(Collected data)
----
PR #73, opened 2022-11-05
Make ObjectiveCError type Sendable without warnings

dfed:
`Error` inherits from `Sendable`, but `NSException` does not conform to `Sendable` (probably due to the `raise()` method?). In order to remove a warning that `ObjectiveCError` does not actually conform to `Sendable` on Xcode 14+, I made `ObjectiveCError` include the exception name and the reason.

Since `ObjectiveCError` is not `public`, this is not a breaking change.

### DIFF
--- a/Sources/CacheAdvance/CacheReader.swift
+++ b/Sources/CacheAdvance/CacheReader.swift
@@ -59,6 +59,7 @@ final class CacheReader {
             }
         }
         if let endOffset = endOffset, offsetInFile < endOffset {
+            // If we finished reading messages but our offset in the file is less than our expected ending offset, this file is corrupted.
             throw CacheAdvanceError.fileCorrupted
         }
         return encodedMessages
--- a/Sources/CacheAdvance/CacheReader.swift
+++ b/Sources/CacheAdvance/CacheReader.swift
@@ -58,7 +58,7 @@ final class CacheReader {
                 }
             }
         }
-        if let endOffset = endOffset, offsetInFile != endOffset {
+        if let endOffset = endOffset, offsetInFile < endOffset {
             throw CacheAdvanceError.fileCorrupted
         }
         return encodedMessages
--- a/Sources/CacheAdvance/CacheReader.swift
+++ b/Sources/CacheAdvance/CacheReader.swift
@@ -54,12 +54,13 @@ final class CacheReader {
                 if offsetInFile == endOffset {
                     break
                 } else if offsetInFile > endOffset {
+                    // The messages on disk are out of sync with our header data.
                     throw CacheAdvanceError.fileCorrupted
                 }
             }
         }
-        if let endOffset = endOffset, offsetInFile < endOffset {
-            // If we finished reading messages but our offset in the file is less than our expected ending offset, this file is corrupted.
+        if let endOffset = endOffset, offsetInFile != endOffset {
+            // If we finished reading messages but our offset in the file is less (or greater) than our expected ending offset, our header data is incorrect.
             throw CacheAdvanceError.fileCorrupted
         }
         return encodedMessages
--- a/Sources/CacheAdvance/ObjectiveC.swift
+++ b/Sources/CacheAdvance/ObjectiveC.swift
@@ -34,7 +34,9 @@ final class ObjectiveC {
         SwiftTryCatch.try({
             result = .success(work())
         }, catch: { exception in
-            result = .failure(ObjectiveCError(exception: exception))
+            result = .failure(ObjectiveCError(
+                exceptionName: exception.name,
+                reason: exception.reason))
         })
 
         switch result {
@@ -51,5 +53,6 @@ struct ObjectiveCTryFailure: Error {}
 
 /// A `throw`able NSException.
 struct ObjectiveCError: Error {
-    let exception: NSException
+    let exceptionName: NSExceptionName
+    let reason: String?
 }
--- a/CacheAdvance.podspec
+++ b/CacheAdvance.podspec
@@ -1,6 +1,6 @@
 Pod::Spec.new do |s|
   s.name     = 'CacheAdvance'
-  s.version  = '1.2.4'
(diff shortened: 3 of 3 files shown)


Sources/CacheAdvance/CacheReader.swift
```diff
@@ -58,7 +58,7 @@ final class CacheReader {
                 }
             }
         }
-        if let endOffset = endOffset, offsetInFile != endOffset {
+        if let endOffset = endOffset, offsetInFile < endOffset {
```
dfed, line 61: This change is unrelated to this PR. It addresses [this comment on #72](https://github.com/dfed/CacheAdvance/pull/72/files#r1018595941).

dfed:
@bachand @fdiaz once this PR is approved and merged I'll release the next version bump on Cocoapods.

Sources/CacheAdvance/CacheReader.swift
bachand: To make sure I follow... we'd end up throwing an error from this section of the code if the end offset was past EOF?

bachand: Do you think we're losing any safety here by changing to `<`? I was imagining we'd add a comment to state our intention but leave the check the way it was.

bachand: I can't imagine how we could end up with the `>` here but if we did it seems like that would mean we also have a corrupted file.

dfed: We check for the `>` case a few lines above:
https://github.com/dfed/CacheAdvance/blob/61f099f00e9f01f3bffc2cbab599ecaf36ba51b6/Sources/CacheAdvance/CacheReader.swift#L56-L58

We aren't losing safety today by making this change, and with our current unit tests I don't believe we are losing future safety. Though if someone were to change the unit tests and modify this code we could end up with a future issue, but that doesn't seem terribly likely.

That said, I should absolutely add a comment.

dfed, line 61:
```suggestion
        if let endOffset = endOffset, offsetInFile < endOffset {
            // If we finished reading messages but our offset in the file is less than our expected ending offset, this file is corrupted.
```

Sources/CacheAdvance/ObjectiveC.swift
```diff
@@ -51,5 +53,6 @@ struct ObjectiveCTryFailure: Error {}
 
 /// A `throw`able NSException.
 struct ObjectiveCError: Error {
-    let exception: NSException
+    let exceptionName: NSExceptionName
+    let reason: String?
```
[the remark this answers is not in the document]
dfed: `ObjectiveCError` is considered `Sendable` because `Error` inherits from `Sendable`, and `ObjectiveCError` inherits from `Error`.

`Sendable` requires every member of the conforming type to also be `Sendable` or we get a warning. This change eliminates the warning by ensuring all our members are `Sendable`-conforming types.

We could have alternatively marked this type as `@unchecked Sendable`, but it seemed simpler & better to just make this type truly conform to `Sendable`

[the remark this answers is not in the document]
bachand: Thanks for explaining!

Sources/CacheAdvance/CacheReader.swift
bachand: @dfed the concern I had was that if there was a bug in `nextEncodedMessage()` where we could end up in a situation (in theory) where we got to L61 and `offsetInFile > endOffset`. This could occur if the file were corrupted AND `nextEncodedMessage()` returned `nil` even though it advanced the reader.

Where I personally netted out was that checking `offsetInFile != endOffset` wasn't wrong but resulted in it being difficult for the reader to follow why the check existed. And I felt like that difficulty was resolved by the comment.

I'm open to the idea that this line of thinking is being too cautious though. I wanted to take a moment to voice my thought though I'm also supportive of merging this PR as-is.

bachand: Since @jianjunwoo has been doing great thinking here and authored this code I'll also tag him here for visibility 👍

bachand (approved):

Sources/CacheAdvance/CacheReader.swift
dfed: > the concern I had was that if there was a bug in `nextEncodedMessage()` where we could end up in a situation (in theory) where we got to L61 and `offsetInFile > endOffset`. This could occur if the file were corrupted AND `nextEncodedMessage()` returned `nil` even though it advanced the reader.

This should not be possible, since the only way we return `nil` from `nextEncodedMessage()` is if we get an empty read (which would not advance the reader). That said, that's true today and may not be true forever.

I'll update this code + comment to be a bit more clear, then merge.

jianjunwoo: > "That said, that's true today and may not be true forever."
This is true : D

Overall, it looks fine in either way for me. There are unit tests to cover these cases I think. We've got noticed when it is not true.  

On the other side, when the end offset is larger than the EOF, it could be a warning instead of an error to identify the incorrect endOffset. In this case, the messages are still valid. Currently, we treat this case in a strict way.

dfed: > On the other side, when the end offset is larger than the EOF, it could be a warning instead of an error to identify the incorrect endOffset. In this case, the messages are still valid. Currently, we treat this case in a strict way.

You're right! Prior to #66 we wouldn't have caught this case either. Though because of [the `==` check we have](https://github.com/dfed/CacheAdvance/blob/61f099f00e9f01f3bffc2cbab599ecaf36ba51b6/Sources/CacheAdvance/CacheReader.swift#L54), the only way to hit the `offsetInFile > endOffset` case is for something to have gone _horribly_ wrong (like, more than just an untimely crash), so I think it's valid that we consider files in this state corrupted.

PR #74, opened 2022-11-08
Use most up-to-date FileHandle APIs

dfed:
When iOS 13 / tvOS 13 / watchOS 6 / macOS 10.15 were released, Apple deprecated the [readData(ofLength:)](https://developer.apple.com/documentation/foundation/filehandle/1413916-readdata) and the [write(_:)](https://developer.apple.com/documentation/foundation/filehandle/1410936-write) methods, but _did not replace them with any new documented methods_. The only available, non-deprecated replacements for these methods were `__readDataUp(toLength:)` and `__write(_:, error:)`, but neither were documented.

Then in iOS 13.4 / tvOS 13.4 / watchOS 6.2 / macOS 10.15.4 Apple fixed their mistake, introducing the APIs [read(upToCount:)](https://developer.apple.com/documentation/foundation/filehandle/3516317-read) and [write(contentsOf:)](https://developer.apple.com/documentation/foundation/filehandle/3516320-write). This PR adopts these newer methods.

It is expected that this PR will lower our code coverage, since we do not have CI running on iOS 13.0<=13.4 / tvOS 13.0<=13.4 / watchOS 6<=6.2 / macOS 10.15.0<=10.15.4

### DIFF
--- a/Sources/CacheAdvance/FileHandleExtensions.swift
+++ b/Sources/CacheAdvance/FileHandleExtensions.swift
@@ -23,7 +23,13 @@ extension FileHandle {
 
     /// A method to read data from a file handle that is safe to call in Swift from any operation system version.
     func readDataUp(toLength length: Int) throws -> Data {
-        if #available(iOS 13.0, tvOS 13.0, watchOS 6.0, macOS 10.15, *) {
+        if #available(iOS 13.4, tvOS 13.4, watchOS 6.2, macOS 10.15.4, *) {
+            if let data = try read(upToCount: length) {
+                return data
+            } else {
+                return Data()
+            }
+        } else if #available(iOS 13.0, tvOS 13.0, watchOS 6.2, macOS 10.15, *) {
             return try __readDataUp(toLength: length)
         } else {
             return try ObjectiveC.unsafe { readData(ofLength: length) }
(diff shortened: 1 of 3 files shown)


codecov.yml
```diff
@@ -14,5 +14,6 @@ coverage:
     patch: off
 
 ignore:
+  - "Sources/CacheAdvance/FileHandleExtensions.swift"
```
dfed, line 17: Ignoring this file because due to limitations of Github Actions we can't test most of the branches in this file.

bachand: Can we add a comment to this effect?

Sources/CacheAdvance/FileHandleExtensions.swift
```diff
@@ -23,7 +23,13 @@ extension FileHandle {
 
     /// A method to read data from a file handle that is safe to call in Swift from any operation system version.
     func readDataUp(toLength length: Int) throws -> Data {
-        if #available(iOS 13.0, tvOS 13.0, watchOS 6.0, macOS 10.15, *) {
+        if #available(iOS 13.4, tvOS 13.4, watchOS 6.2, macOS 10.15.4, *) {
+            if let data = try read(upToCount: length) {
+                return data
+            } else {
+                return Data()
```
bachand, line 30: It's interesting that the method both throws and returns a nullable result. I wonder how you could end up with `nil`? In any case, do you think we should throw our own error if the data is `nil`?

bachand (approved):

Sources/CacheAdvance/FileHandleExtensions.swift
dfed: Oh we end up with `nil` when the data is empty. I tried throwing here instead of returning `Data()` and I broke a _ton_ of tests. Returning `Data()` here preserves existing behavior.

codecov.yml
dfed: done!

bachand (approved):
----
Your instructions:
Please return all lines from the records that hold the word "comment".

Result below:
dfed, line 61: This change is unrelated to this PR. It addresses [this comment on #72](https://github.com/dfed/CacheAdvance/pull/72/files#r1018595941).
bachand: Do you think we're losing any safety here by changing to `<`? I was imagining we'd add a comment to state our intention but leave the check the way it was.
That said, I should absolutely add a comment.
Where I personally netted out was that checking `offsetInFile != endOffset` wasn't wrong but resulted in it being difficult for the reader to follow why the check existed. And I felt like that difficulty was resolved by the comment.
I'll update this code + comment to be a bit more clear, then merge.
bachand: Can we add a comment to this effect?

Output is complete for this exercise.